SYMBOL OF SHAME
By Heidi Johnson-Wright
Back when I was a kid, it haunted me.
It was always lurking in the back of my mind. It weighed on
my shoulders and jangled my nerves.
It was the stick with no carrot that my parents used to
motivate me. Its sinister proximity was held over my head, the motivation to do
10 more minutes of exercise. To walk 10 more feet. To try just a little harder.
I feared vampires but I was much more terrified of it.
Vampires vanished with the sunrise, but this dastardly beast was always just
around the corner.
It was the face of failure and the symbol of shame. A stain
impossible to wash away. Once its lamprey-like jaws latched on, it consumed
you. It became you. You were marked for life, and what a pathetic life it would
be.
You see, my Nosferatu, my demon, the thing I feared above
all others was a wheelchair.
I never consciously admitted it to myself, but I think I
knew as a teenager that full-time use of a wheelchair would have made my life a
whole lot easier, and undoubtedly richer. The precariousness of my walking and
the crushing fatigue it caused meant I could expend energy only for essential
movement like walking to class.
In high school, I went to the restroom once a day or not at
all. I simply couldn’t afford the pain and extra energy needed to make the
trip.
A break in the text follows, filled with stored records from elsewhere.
PR #458, opened 2015-09-11
Support for arm64 target ramdisk and arm64 grub modules 

andrejro:


build_packages
```diff
@@ -222,9 +222,18 @@ break_dep_loop sys-apps/util-linux udev,systemd sys-apps/systemd cryptsetup
 break_dep_loop sys-apps/systemd cryptsetup
 
 info "Merging board packages now"
+setup_qemu_static "${BOARD_ROOT}"
 sudo -E "${EMERGE_CMD[@]}" "${EMERGE_FLAGS[@]}" \
     @system coreos-devel/board-packages
 
+# update bootengine.cpio and force rebuilt the initramfs
```
glevand: Please put the full comment from the patch here. It tells why we are doing this.

common.sh
```diff
@@ -992,3 +992,17 @@ BOAT
...
+    sudo cp /usr/bin/qemu-aarch64 "${root_fs_dir}"/usr/bin/qemu-aarch64-static
+  fi
+}
+
+clean_qemu_static() {
+  local root_fs_dir="$1"
+  if [[ ${BOARD} == "arm64-usr" && -f "${root_fs_dir}/usr/bin/qemu-aarch64-static" ]]; then
+    sudo rm "${root_fs_dir}"/usr/bin/qemu-aarch64-static
+  fi
+}
```
glevand: In general I think having these available could be useful.

setup_board
```diff
@@ -155,6 +155,12 @@ fi
 if [ "${FLAGS_skip_toolchain_update}" -eq "${FLAGS_TRUE}" ]; then
   UPDATE_ARGS+=" --skip_toolchain_update"
 fi
+if [[ "${BOARD}" == "arm64-usr" ]]; then
+  [[ ! -d /etc/portage/package.use ]] && sudo mkdir /etc/portage/package.use
+  sudo_clobber "/etc/portage/package.use/grub" <<EOF
+sys-boot/grub grub_platforms_arm64
+EOF
+fi
```
glevand: I think it would be OK (and simpler) to just build the arm64 modules unconditionally by adding arm64 to GRUB_PLATFORMS in coreos-overlay/profiles/coreos/base/make.defaults.

Would there be any problem in doing it that way?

Holding it was a better option for me, if not for my kidneys. Activities
like writing for the school paper or yearbook were impossible. To participate
meant more walking. And that just wasn’t gonna happen.
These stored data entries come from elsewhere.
PR #460, opened 2015-09-16
ROADMAP: remove strudel

philips:
We have de-emphasized strudel and are concentrating on testing/release/ignition for now. Remove it for the roadmap.

cc @pbx0


marineam:
I generally drop things to the unplanned section rather than deleting.

pbx0:
SGTM either way, philips suggested it may come back at some point but with different requirements/goals.

marineam:
K, if a return would mean a larger redesign might as well drop it entirely for now. so LGTM

PR #461, opened 2015-09-17
Add arm64 qemu image support

andrejro:
Enables the creation of the qemu launch script for arm64 images.


marineam:
LGTM, I think we can simplify this down a bit but that can happen later. For example the newer style of device configuration used for the disk and nic should be equally applicable to x86_64 so that need not be conditional. (or at least I think so, haven't tried it)

PR #462, opened 2015-09-21
grub: move standard kernel options to grub

marineam:
In order to boot properly we need `rootflags=rw mount.usrflags=ro` on
the command line. These have been build into the kernel directly but for
arm64 builds the built in options seem to be ignored.

### DIFF
--- a/build_library/grub.cfg
+++ b/build_library/grub.cfg
@@ -63,35 +63,29 @@ if [ -z "$linux_console" ]; then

Back then a chair was acceptable only for those labeled
“profoundly disabled,” individuals who’d been discarded by society. Even the
elderly shunned wheelchairs. My grandma would rather have worn Hester Prynne’s
scarlet letter on her bosom than ride in one.
“I hope you at least have two fingers you can still move to
run a wheelchair!” my mom once shouted after a therapy session when she thought
I hadn’t tried hard enough. (I didn’t know how to break it to her that a power
chair is controlled with a joy stick, not “forwards” and “backwards” buttons.)
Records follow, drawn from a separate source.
PR #463, opened 2015-09-23
For upstream hikey

andrejro:
Add devicetree support for bare-metal platforms.

### DIFF
--- a/build_library/build_image_util.sh
+++ b/build_library/build_image_util.sh
@@ -284,6 +284,12 @@ finish_image() {
   sudo cp "${root_fs_dir}/usr/boot/vmlinuz" \
        "${root_fs_dir}/boot/coreos/vmlinuz-a"
 
+  # Copy devicetree blob
+  if [[ -h "${root_fs_dir}/usr/boot/devicetree" ]]; then
+    sudo cp "${root_fs_dir}/usr/boot/devicetree" \
+         "${root_fs_dir}/boot/coreos/devicetree-a"
+  fi
+
   # Record directories installed to the state partition.
   # Explicitly ignore entries covered by existing configs.
   local tmp_ignore=$(awk '/^[dDfFL]/ {print "--ignore=" $2}' \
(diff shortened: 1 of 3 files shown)


marineam:
Hm, if the device tree is in the /usr image like this we will need entirely different images for different pieces of hardware. So a couple questions:
 - do we need to be able to upgrade the device tree? If not we can inject the right one into the ESP or OEM partition in image_to_vm or similar late-stage step.
 - if we do need to upgrade device tree can we ship all supported board trees in the initrd and detect the right one to use?

andrejro:
On Wed, Sep 23, 2015 at 09:00:41AM -0700, Michael Marineau wrote:
> Hm, if the device tree is in the /usr image like this we will need entirely different images for different pieces of hardware. So a couple questions:
>  - do we need to be able to upgrade the device tree? If not we can inject the right one into the ESP or OEM partition in image_to_vm or similar late-stage step.

The device tree should be considered atomic with the kernel. It should
be updated whenever the kernel image is updated.

Also, keep in mind that different hardware will have also different
kernels, not only device tree blobs (dtb file).

>  - if we do need to upgrade device tree can we ship all supported board trees in the initrd and detect the right one to use?

No, the device tree is needed by the kernel and has to be loaded
along with it.

> 
> ---
> Reply to this email directly or view it on GitHub:
> https://github.com/coreos/scripts/pull/463#issuecomment-142647985

--
Andrej Rosano                                           Inverse Path Srl
<andrej@inversepath.com>                      http://www.inversepath.com

0x01939B21            5BB8 574E 68E8 D841 E18F  D5E9 CEAD E0CF 0193 9B21

marineam:
Long term we shouldn't need different kernels for different hardware, needing the special 3.18 kernel for hikey is strictly temporary until mainline is working properly. Also according to @glevand a device tree shouldn't be needed when booting via UEFI, but if that isn't quite working right yet we can deal with the dtb as a temporary measure.

Given that both the 3.18 kernel and the dtb are temporary and they need to be upgraded together is there any way to just embed the dtb in the kernel image so there is less to clean up when mainline and UEFI are all working?

crawford:
Closing due to inactivity.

With adulthood, my childish fears faded. I shook away the
terror of needing a chair, but it took much longer to shake the shame. I still
believed I was lucky that the non-disabled allowed me into their stores,
restaurants and theaters, even if it meant coming in the back door through the
boiler room. I should count my blessings that I was allowed to sit amongst
them, even if it was in the back row.
It took decades to see my wheelchair as a device of
empowerment rather than a burden of failure. It was no longer an albatross
around my neck but a raptor that swept me off to college, enabled me to have a
career and a meaningful life.
If you’re young and disabled, don’t let ablecentric
troglodytes define your life and how you should live it. Don’t buy into their
bigoted ideals. Reject their pathetic need to make hierarchies and pigeonhole
you in them.
If there’s one thing I’ve learned, it’s this: going through
life in an upright position is highly overrated.